Collected data entries:
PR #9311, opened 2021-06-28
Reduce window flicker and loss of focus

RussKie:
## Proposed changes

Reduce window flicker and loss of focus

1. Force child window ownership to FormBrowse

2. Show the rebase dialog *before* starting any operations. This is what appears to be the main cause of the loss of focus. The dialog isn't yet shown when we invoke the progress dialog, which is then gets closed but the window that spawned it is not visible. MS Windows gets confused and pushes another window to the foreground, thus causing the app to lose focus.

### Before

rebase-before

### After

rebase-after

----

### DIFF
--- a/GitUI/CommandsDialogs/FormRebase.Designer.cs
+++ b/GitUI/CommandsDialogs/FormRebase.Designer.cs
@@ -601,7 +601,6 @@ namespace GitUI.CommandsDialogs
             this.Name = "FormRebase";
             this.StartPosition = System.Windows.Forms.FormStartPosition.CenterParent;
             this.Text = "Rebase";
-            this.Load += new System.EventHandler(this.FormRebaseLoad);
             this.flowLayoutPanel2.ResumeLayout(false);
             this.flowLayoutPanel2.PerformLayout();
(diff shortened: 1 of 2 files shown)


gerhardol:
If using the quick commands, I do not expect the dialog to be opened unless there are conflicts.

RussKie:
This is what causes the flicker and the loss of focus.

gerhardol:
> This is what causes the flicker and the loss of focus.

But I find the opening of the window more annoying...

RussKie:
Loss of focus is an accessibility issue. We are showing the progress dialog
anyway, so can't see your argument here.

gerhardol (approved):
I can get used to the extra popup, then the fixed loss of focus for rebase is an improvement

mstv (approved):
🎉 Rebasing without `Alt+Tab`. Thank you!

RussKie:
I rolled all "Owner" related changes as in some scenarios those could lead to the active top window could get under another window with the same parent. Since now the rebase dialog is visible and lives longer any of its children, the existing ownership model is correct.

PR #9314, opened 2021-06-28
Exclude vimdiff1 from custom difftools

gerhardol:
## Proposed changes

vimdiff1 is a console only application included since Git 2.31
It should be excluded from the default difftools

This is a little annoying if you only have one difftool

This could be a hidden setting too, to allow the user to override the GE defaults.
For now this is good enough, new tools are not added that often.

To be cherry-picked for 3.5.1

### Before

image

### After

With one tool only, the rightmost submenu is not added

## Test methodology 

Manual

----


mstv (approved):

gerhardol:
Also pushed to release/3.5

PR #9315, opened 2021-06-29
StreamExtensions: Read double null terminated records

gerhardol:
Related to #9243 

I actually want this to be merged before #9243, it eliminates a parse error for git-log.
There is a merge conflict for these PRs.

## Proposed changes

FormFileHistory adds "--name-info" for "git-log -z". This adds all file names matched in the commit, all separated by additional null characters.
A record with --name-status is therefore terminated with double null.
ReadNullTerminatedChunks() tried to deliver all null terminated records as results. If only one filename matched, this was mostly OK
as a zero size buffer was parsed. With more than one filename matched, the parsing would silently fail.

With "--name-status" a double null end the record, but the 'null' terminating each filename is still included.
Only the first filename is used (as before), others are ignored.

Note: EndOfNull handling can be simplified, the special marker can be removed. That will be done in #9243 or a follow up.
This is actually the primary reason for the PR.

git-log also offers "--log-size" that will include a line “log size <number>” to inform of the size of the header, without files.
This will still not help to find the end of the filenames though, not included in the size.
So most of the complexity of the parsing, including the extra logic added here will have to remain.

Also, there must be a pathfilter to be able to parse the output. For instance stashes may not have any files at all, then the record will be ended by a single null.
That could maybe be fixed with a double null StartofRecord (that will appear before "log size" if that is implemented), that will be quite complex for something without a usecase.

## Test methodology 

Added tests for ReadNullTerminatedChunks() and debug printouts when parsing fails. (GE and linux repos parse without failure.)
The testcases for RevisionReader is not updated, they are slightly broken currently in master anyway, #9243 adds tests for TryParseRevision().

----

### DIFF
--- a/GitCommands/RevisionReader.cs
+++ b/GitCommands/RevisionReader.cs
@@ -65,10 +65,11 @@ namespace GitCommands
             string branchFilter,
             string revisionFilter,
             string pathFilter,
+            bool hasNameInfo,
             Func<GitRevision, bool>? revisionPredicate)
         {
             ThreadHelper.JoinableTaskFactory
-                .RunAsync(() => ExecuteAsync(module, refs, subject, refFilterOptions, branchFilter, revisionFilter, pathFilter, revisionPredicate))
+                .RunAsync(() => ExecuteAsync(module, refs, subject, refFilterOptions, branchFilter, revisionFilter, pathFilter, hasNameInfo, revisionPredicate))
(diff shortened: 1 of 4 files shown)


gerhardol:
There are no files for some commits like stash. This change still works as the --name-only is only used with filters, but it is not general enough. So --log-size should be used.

==

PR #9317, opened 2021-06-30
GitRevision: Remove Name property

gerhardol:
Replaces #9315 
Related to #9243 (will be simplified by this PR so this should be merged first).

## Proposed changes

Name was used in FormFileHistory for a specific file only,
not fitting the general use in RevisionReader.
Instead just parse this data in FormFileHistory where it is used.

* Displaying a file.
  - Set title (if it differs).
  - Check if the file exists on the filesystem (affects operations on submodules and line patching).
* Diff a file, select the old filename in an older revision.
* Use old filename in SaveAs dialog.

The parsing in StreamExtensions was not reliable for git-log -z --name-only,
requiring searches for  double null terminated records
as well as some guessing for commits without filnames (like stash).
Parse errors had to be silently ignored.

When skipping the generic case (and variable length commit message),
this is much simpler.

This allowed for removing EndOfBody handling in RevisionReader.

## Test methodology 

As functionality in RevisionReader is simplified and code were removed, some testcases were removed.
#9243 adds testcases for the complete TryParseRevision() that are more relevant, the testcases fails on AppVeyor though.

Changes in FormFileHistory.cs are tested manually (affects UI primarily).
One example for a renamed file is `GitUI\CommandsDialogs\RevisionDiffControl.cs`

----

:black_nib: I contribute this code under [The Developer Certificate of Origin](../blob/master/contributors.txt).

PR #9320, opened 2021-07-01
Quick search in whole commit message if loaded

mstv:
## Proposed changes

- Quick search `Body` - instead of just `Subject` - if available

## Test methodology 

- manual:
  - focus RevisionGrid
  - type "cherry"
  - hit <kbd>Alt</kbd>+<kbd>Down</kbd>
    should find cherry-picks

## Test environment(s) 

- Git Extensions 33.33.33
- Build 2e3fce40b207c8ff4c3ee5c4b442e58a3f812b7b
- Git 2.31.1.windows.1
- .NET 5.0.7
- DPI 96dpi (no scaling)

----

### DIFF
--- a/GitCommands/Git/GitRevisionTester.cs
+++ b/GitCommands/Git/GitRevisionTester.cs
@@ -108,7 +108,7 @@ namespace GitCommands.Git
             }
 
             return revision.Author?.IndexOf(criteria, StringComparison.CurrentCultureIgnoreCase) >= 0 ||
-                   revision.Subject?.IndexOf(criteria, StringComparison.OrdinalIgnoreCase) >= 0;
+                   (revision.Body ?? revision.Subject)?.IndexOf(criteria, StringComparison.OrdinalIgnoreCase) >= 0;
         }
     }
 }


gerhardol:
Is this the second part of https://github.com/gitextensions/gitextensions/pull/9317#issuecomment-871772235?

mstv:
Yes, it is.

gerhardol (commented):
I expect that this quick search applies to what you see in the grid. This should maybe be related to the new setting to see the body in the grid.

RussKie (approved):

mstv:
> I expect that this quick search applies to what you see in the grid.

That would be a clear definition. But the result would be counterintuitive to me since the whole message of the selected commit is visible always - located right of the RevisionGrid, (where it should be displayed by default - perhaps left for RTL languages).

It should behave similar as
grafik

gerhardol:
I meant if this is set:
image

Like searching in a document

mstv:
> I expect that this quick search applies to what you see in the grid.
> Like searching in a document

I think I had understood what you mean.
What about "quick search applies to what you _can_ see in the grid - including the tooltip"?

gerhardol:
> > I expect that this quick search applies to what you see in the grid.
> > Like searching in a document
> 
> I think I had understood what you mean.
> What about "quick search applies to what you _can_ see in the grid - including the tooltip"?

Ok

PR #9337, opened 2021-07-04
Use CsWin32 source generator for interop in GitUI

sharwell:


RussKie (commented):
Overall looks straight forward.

...

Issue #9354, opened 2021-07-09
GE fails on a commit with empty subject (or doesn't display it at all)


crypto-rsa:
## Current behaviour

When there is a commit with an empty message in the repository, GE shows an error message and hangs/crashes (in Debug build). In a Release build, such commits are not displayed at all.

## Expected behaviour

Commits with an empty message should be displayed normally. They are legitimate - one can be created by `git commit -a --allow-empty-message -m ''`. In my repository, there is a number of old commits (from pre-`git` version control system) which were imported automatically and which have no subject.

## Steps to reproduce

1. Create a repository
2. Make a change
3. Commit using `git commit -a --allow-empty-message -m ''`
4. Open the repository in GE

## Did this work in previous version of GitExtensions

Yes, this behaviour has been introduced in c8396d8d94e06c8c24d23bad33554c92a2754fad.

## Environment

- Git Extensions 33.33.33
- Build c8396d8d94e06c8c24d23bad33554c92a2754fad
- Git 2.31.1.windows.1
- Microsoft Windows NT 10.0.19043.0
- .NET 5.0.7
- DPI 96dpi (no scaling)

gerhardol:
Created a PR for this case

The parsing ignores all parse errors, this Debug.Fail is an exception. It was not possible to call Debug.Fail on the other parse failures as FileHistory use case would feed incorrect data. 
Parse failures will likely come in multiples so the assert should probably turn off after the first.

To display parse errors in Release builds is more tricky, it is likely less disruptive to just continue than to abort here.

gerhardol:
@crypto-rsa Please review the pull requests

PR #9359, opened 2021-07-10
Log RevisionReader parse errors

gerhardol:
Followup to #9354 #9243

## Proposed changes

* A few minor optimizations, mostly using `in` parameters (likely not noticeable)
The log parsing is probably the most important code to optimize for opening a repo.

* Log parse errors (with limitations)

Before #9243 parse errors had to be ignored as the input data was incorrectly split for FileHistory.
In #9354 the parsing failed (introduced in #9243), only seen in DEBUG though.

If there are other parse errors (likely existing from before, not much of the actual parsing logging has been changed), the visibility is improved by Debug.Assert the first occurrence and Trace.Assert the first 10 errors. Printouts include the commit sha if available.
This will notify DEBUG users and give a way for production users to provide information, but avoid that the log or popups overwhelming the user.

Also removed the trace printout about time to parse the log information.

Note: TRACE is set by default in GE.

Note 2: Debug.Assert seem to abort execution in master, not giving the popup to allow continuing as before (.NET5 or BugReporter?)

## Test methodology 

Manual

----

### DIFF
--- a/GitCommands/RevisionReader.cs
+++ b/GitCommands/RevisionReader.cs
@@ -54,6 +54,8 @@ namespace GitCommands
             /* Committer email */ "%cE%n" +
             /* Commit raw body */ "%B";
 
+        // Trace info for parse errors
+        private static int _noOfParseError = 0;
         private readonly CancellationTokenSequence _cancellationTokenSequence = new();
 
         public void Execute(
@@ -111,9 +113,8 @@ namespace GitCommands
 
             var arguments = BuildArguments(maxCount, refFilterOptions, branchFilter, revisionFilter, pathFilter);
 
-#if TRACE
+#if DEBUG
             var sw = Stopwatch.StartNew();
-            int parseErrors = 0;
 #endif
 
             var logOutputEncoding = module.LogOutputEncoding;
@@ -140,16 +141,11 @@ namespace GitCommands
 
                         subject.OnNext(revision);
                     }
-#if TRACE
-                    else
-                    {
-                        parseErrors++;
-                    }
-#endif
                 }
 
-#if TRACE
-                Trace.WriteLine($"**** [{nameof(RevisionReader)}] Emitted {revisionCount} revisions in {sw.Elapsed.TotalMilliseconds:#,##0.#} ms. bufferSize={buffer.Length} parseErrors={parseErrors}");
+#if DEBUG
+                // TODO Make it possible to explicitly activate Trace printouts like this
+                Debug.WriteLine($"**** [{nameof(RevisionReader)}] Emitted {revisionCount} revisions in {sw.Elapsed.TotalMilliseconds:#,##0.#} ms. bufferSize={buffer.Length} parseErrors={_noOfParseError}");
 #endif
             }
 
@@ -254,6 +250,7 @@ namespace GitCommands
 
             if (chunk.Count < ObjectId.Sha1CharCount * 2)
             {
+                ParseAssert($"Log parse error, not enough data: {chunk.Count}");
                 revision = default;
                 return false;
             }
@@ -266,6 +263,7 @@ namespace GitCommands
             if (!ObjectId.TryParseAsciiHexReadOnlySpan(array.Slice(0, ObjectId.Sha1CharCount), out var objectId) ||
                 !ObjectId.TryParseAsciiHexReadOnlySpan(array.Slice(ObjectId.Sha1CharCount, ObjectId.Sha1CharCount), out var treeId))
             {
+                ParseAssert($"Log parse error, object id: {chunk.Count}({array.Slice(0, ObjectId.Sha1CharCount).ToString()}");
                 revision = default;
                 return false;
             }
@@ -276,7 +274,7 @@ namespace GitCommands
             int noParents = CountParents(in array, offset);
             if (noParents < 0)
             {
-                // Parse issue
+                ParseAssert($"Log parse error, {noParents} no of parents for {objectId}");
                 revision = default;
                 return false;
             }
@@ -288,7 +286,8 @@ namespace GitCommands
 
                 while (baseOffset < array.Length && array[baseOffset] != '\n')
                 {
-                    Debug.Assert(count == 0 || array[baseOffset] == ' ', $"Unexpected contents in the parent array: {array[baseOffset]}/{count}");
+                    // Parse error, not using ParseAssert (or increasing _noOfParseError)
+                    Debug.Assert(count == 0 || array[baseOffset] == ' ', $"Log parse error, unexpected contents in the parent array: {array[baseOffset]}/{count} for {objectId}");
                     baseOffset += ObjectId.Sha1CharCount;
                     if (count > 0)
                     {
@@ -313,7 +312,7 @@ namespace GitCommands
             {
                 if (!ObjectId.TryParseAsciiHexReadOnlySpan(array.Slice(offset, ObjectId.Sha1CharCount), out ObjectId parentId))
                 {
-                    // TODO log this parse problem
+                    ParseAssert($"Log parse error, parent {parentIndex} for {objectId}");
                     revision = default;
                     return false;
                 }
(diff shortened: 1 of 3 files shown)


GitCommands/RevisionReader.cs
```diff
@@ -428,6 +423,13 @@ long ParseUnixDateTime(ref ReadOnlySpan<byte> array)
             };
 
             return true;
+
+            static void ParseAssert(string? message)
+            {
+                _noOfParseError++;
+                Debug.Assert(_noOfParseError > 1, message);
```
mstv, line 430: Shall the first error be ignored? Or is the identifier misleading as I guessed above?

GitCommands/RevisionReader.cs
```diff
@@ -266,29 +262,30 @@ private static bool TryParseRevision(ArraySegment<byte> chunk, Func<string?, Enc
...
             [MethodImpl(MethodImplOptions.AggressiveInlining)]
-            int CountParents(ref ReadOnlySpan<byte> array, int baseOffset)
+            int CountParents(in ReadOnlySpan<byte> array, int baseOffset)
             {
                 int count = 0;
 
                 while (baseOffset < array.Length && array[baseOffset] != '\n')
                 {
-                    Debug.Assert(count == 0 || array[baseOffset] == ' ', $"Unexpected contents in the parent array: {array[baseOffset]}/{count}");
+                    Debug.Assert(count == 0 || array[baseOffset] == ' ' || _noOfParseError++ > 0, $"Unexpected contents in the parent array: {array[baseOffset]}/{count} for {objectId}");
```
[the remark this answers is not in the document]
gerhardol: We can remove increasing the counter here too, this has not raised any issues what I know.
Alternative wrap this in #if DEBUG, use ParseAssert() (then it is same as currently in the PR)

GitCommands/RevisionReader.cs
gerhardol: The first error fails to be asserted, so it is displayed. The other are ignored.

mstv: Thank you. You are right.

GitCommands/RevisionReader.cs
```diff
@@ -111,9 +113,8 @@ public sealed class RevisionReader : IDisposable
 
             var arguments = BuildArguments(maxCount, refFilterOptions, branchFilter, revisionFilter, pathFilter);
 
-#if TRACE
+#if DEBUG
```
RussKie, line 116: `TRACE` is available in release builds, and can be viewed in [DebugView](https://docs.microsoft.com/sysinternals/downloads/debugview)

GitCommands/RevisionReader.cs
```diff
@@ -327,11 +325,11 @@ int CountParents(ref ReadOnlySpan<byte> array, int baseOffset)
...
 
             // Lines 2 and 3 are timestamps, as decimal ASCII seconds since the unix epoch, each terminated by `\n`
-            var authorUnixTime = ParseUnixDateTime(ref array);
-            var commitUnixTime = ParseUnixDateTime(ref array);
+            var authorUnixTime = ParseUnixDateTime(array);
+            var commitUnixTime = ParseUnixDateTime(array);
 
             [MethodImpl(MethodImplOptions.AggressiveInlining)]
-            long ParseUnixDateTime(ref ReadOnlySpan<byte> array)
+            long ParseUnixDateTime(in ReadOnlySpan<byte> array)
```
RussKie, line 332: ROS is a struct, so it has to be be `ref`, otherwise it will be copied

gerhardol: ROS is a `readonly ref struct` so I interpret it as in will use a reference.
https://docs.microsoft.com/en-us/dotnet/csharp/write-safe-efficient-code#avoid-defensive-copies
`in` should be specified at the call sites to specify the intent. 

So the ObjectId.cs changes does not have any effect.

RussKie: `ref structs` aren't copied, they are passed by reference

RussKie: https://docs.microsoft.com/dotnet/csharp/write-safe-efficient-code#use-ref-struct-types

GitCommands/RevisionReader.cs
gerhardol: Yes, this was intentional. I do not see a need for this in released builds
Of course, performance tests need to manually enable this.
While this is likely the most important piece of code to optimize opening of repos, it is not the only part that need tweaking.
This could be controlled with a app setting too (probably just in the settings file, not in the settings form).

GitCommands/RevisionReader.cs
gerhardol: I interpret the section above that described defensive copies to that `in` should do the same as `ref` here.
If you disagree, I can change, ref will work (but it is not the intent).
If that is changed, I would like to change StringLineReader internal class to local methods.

ACTIVITY: Transcribe the lines above between the line holding "PR #9311, opened 2021-06-28" and the line holding "1. Force child window ownership to FormBrowse", inclusive, exactly as they stand and with nothing added.

SOLVED PROBLEM:
PR #9311, opened 2021-06-28
Reduce window flicker and loss of focus

RussKie:
## Proposed changes

Reduce window flicker and loss of focus

1. Force child window ownership to FormBrowse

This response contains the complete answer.